Liquor Prasad in Khabees Baba temple

Sardana, July 12 This temple in Uttar Pradesh’s Sitapur district doesn’t have an idol or a priest and devotees don’t make floral offering. They offer liquor to the deity — a saint who lived in the area around 150 years ago and was said to enjoy his drink in the evening and had a knack of clairvoyance and curing people.

Welcome to the Khabees Baba temple situated in a forest area near Sandana town in Sitapur district, some 80 km from Lucknow, where devotees offer liquor to the deity.

According to locals, the temple was built around 150 years ago in memory of a saint named Khabees Baba, who devoted his life worshipping Lord Shiva in Sitapur.

“It is believed that Khabees Baba died in the Sandana forest while worshipping Lord Shiva. So, in order to pay homage to their guru, Baba’s disciples constructed the temple at the place where he died,” Shyam Babu Saini, a teacher and resident of Sandana, told media.

The temple is popular not only amongst the locals in Sitapur; devotees from different parts of Uttar Pradesh and elsewhere too visit the temple.

“Though devotees visit the temple round-the-year, they throng here in large numbers during the month of Ashadh of the Hindu calendar, especially on the occasion of Guru Poornima,” said Saini.

Locals say Khabees Baba was fond of liquor and whatever he used to say under its influence proved to be true.

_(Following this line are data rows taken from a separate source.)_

PR #2287, opened 2022-12-24
Fix eventBus support in EventRule#onEvent

### LINKED ISSUE #1323: CloudWatch EventRule onEvent does not use eventBusName
When specifying the `eventBusName` on an `EventRule`, the `onEvent` seems to just use the `default` event bus.

```typescript

const eventBusHealth = new aws.cloudwatch.EventBus("health");

const ec2IssueEventRule = new aws.cloudwatch.EventRule("ec2-issue", {
  description: "Trigger Lambda to respond to EC2 issue events",
  eventPattern: JSON.stringify({
    source: ["aws.health"],
    "detail-type": ["AWS Health Event"],
    detail: {
      service: ["EC2"],
      eventTypeCategory: ["issue"],
    },
  }),
  eventBusName: eventBusHealth.name,
});

ec2IssueEventRule.onEvent("ec2-issue", (event) => {
  console.log(event);
});
```

This results an error since the rule doesn't exist on the default bus.

```
  aws:cloudwatch:EventTarget (ec2-issue):
    error: 1 error occurred:
        * Creating CloudWatch Events Target failed: ResourceNotFoundException: Rule ec2-issue-3bc3cfa does not exist on EventBus default.
```

lukehoban:
In cases where the EventRule specified an eventBus other than `default`, this was not being used correctly in the EventTarget.  We can just pass along the eventBusName from the rule to the target.

Fixes #1323.

### DIFF
--- a/sdk/nodejs/cloudwatch/eventRuleMixins.ts
+++ b/sdk/nodejs/cloudwatch/eventRuleMixins.ts
@@ -107,6 +107,7 @@ export class EventRuleEventSubscription extends lambda.EventSubscription {
             rule: this.eventRule.name,
             arn: this.func.arn,
             targetId: name,
+            eventBusName: this.eventRule.eventBusName.apply(x => x!),
         }, parentOpts);
 
         this.registerOutputs();
--- a/examples/eventbus/Pulumi.yaml
+++ b/examples/eventbus/Pulumi.yaml
@@ -1,0 +1,3 @@
+name: eventbus
+runtime: nodejs
+description: A simple example of using the `EventBus` APIs.
--- a/examples/eventbus/index.ts
+++ b/examples/eventbus/index.ts
@@ -1,0 +1,38 @@
+// Copyright 2016-2018, Pulumi Corporation.
+//
+// Licensed under the Apache License, Version 2.0 (the "License");
+// you may not use this file except in compliance with the License.
+// You may obtain a copy of the License at
+//
+//     http://www.apache.org/licenses/LICENSE-2.0
+//
+// Unless required by applicable law or agreed to in writing, software
+// distributed under the License is distributed on an "AS IS" BASIS,
+// WITHOUT WARRANTIES OR CONDITIONS OF ANY KIND, either express or implied.
+// See the License for the specific language governing permissions and
+// limitations under the License.
+
+import * as pulumi from "@pulumi/pulumi";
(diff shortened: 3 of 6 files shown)


sdk/nodejs/cloudwatch/eventRuleMixins.ts
```diff
@@ -107,6 +107,7 @@ export class EventRuleEventSubscription extends lambda.EventSubscription {
             rule: this.eventRule.name,
             arn: this.func.arn,
             targetId: name,
+            eventBusName: this.eventRule.eventBusName.apply(x => x!),
```
Zaid-Ajaj, line 110: is it possible that `this.eventRule.eventBusName` can be undefined? When constructing an `EventRule`, `eventBusName` is an [optional input](https://github.com/pulumi/pulumi-aws/blob/master/sdk/nodejs/cloudwatch/eventRule.ts#L234), the docs does say that it takes `default` event bus when omitted but I am not sure if that makes sure that `eventBusName` is always populated. 

In case `this.eventRule.eventBusName` can be undefined:
```js
eventBusName: this.eventRule.eventBusName == undefined 
  ? undefined
  : this.eventRule.eventBusName.apply(x => x!),
```
LGTM otherwise

Zaid-Ajaj (approved):

sdk/nodejs/cloudwatch/eventRuleMixins.ts
lukehoban: It is possible it is undefined, and if it is, this code will result in passing that undefined value through into the outer `eventBusName` property, which is correct.

Unfortunately, our TypeScript typing of optional inputs is "wrong" per https://github.com/pulumi/pulumi/issues/6175 (with a proposed fix in https://github.com/pulumi/pulumi/pull/6323 that has likely bitrotted).  This code I added here works around that "wrong"-ness, while still behaving correctly.

The code you suggested unfortunately won't work - because `this.eventRule.eventBusName` itself is not undefined, it is an `Output<undefined>`.  It is the value inside the Output which might be undefined.

Zaid-Ajaj: Aah I see, thanks for explaining the context behind this! 

> The code you suggested unfortunately won't work

Yeah I was assuming the outer output itself could be undefined but it seems that only the data underneath could be that.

“We have been told by our ancestors that a large number of people used to meet Khabees Baba Monday evenings, when he used to get drunk,” said Praveen Kumar, 65, a resident of the Roti Godam area of Sitapur. He visits the temple often.

“People, especially those with chronic health problems, used to come to Khabees Baba. An inebriated Baba used to bless them and their health problems used to be cured,” he added.

The small temple has no idol inside, instead there is a raised platform on which rests two slipper-shaped structures that are taken to symbolise the feet of the saint, locals say.

Devotees coming to the temple offer liquor on these clay structures, while a small portion of liquor around the symbolic feet is collected and distributed as prasad (offering) among the devotees.

There is no priest in the temple and the locals themselves take care of its maintenance, taking turns to do so.